-- How to complete this task --
Should a line below contain the word "modules", report it.

-- Saved data entries --
# # #

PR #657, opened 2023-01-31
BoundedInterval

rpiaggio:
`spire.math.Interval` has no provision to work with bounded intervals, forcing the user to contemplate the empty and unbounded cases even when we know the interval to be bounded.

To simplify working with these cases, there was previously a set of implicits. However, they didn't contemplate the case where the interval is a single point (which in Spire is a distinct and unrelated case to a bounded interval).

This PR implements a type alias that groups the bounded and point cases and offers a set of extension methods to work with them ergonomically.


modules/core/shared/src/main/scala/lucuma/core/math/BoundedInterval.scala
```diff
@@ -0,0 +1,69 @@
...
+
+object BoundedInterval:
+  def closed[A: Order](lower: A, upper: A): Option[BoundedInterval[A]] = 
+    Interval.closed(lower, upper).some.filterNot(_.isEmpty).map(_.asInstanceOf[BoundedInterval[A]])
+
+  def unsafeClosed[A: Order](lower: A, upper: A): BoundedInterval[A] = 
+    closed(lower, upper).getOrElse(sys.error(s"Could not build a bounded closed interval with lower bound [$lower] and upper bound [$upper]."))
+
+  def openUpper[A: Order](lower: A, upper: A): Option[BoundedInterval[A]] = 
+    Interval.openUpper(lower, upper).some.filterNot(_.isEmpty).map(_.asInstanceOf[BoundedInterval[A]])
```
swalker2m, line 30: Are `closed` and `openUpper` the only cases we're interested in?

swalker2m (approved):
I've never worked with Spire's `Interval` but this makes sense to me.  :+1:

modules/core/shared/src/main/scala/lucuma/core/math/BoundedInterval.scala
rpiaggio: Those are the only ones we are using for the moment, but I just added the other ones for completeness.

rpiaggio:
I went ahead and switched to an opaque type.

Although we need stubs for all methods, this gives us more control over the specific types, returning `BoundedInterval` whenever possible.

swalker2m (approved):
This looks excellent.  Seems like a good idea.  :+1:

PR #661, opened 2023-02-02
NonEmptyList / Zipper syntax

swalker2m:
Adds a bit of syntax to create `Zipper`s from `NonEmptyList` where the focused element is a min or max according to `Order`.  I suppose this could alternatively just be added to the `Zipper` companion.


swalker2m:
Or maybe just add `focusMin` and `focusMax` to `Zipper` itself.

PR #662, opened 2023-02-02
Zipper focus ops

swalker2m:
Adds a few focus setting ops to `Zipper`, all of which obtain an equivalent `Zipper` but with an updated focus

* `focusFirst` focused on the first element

# # #

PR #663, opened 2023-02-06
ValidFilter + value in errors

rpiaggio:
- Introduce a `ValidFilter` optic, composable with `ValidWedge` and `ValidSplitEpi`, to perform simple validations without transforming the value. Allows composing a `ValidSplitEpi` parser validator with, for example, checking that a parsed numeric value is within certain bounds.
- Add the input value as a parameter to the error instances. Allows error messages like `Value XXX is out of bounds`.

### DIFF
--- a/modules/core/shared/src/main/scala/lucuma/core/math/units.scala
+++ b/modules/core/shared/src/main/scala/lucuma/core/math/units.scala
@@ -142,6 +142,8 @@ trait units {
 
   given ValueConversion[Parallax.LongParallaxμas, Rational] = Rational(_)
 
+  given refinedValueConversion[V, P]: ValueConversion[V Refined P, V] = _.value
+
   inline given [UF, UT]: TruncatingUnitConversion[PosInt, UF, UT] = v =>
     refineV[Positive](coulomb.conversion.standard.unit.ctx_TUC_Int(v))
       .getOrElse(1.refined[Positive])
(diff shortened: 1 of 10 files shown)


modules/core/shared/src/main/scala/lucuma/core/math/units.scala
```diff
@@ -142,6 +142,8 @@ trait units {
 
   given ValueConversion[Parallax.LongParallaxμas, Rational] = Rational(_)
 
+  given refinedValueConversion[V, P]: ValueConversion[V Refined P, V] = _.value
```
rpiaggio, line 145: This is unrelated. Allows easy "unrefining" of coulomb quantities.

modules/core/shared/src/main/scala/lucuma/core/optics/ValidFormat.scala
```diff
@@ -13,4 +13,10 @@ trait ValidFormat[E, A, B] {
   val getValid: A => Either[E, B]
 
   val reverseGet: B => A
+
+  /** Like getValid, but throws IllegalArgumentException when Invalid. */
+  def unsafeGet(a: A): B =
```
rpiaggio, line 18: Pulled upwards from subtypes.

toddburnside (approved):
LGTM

# # #

-- Finished task --
modules/core/shared/src/main/scala/lucuma/core/math/BoundedInterval.scala
modules/core/shared/src/main/scala/lucuma/core/math/BoundedInterval.scala
--- a/modules/core/shared/src/main/scala/lucuma/core/math/units.scala
+++ b/modules/core/shared/src/main/scala/lucuma/core/math/units.scala
modules/core/shared/src/main/scala/lucuma/core/math/units.scala
modules/core/shared/src/main/scala/lucuma/core/optics/ValidFormat.scala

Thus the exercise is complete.